═════ Source data

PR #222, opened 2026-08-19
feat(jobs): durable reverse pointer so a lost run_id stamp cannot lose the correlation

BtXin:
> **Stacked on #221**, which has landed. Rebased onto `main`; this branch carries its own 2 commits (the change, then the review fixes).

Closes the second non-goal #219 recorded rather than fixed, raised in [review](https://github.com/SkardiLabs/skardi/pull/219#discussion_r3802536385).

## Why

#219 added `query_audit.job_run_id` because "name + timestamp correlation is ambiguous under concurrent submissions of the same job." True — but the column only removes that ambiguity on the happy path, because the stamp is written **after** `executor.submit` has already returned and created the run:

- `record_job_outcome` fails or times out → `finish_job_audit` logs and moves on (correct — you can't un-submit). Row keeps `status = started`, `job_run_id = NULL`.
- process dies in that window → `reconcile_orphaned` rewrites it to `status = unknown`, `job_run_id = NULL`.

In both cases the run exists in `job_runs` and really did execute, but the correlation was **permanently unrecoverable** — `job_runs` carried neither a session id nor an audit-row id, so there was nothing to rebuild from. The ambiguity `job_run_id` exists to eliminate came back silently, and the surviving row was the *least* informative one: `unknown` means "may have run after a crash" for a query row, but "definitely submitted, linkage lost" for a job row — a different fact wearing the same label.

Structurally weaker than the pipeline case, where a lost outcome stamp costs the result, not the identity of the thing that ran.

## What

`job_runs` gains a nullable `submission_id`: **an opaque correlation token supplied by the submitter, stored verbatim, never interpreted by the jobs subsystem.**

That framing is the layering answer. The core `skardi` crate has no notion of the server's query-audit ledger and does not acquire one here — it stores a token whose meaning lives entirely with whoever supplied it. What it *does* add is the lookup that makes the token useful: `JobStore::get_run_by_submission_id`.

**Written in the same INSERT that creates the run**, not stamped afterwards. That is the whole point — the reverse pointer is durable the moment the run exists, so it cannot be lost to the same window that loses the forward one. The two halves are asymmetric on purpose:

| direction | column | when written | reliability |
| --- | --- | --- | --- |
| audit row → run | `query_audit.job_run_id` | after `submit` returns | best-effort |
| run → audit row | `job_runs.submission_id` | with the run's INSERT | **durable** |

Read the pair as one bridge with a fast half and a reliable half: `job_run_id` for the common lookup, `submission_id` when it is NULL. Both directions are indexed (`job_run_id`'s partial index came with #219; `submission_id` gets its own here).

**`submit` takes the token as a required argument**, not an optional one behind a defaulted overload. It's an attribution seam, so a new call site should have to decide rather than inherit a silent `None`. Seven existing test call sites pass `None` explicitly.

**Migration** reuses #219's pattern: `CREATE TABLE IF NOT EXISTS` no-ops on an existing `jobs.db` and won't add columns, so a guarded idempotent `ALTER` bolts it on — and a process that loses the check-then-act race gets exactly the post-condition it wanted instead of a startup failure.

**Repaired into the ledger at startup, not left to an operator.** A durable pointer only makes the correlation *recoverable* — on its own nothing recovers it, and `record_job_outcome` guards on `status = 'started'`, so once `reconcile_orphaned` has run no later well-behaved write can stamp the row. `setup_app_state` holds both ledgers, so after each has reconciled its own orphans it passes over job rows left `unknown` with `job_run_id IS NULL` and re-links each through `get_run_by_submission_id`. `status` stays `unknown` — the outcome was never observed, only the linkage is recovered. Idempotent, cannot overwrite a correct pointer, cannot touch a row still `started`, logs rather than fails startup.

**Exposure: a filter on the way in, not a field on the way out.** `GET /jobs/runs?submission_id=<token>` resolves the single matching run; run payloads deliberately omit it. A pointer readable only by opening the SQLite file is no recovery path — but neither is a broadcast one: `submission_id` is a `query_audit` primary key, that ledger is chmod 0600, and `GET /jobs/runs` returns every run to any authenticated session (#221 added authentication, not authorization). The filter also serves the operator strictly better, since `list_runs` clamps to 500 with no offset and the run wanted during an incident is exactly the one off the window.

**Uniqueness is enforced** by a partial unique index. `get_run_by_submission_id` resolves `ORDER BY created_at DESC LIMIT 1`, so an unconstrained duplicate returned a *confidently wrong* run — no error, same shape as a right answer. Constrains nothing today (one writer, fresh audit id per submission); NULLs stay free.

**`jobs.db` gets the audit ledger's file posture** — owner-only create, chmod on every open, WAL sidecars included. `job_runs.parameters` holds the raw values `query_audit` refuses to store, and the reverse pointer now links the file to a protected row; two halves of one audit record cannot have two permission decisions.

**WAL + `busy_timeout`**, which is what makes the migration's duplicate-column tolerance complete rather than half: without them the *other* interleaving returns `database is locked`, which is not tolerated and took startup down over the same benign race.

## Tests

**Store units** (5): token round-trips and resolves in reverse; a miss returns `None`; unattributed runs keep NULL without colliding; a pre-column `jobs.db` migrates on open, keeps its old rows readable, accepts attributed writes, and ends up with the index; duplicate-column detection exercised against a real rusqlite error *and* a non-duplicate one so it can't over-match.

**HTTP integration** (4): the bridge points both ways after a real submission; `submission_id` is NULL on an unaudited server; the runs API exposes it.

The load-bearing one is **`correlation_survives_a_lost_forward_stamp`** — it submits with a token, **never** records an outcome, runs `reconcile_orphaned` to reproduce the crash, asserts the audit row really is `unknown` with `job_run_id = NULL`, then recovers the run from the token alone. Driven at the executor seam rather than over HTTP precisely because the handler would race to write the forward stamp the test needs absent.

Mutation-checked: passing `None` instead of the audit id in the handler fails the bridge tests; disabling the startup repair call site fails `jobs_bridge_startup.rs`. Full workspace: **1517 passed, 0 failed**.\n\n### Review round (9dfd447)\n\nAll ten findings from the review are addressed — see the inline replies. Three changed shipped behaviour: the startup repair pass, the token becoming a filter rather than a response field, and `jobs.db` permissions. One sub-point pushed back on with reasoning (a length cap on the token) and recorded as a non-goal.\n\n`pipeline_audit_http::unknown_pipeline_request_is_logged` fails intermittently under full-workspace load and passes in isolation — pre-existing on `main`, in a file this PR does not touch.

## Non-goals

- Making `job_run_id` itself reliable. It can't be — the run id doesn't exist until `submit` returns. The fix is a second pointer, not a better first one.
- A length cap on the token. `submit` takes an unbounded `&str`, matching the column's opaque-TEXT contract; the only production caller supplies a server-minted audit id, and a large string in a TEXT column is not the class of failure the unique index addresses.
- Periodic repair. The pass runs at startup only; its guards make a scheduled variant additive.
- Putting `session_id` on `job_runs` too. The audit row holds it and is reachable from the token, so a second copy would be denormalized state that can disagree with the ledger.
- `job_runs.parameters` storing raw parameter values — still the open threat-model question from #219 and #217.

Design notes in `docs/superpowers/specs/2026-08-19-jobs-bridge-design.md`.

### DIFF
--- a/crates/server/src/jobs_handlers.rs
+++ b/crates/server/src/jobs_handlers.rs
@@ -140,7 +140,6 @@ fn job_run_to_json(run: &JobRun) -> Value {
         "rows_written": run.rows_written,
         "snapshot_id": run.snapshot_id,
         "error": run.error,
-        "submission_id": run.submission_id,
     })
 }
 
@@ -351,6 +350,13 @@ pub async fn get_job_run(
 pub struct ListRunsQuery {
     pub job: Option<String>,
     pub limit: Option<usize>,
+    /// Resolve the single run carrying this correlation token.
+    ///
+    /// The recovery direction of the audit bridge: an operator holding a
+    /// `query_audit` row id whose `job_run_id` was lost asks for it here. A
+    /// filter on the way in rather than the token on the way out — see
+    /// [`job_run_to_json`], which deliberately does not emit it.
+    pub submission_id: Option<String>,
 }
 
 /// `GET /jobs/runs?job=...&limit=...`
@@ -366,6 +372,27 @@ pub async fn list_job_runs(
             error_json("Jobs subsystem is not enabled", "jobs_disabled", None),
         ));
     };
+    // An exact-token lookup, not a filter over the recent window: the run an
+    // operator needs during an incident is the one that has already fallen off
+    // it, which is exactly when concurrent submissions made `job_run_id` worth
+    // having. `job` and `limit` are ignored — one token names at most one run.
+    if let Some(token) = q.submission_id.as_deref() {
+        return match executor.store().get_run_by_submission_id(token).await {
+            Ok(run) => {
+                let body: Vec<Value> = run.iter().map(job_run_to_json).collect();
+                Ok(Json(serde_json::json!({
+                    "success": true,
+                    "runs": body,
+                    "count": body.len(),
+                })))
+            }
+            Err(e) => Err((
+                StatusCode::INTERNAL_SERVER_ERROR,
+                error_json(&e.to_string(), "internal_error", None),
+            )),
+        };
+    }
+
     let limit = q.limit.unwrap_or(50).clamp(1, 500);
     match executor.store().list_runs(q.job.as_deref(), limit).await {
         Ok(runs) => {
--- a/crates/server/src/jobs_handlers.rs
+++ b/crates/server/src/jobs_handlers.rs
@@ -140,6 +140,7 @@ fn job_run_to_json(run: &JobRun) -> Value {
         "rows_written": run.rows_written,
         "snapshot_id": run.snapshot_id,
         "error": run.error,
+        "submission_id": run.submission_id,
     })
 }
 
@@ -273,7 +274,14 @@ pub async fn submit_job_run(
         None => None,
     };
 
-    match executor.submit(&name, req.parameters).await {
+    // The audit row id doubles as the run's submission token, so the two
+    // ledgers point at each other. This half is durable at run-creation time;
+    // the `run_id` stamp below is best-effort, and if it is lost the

══════════

### Work task
Reprint exactly the lines above that start at the one with "with the ledger." and end at the one with "way out — see", keeping both and adding none.

### Solved exercise
- Putting `session_id` on `job_runs` too. The audit row holds it and is reachable from the token, so a second copy would be denormalized state that can disagree with the ledger.
- `job_runs.parameters` storing raw parameter values — still the open threat-model question from #219 and #217.

Design notes in `docs/superpowers/specs/2026-08-19-jobs-bridge-design.md`.

### DIFF
--- a/crates/server/src/jobs_handlers.rs
+++ b/crates/server/src/jobs_handlers.rs
@@ -140,7 +140,6 @@ fn job_run_to_json(run: &JobRun) -> Value {
         "rows_written": run.rows_written,
         "snapshot_id": run.snapshot_id,
         "error": run.error,
-        "submission_id": run.submission_id,
     })
 }
 
@@ -351,6 +350,13 @@ pub async fn get_job_run(
 pub struct ListRunsQuery {
     pub job: Option<String>,
     pub limit: Option<usize>,
+    /// Resolve the single run carrying this correlation token.
+    ///
+    /// The recovery direction of the audit bridge: an operator holding a
+    /// `query_audit` row id whose `job_run_id` was lost asks for it here. A
+    /// filter on the way in rather than the token on the way out — see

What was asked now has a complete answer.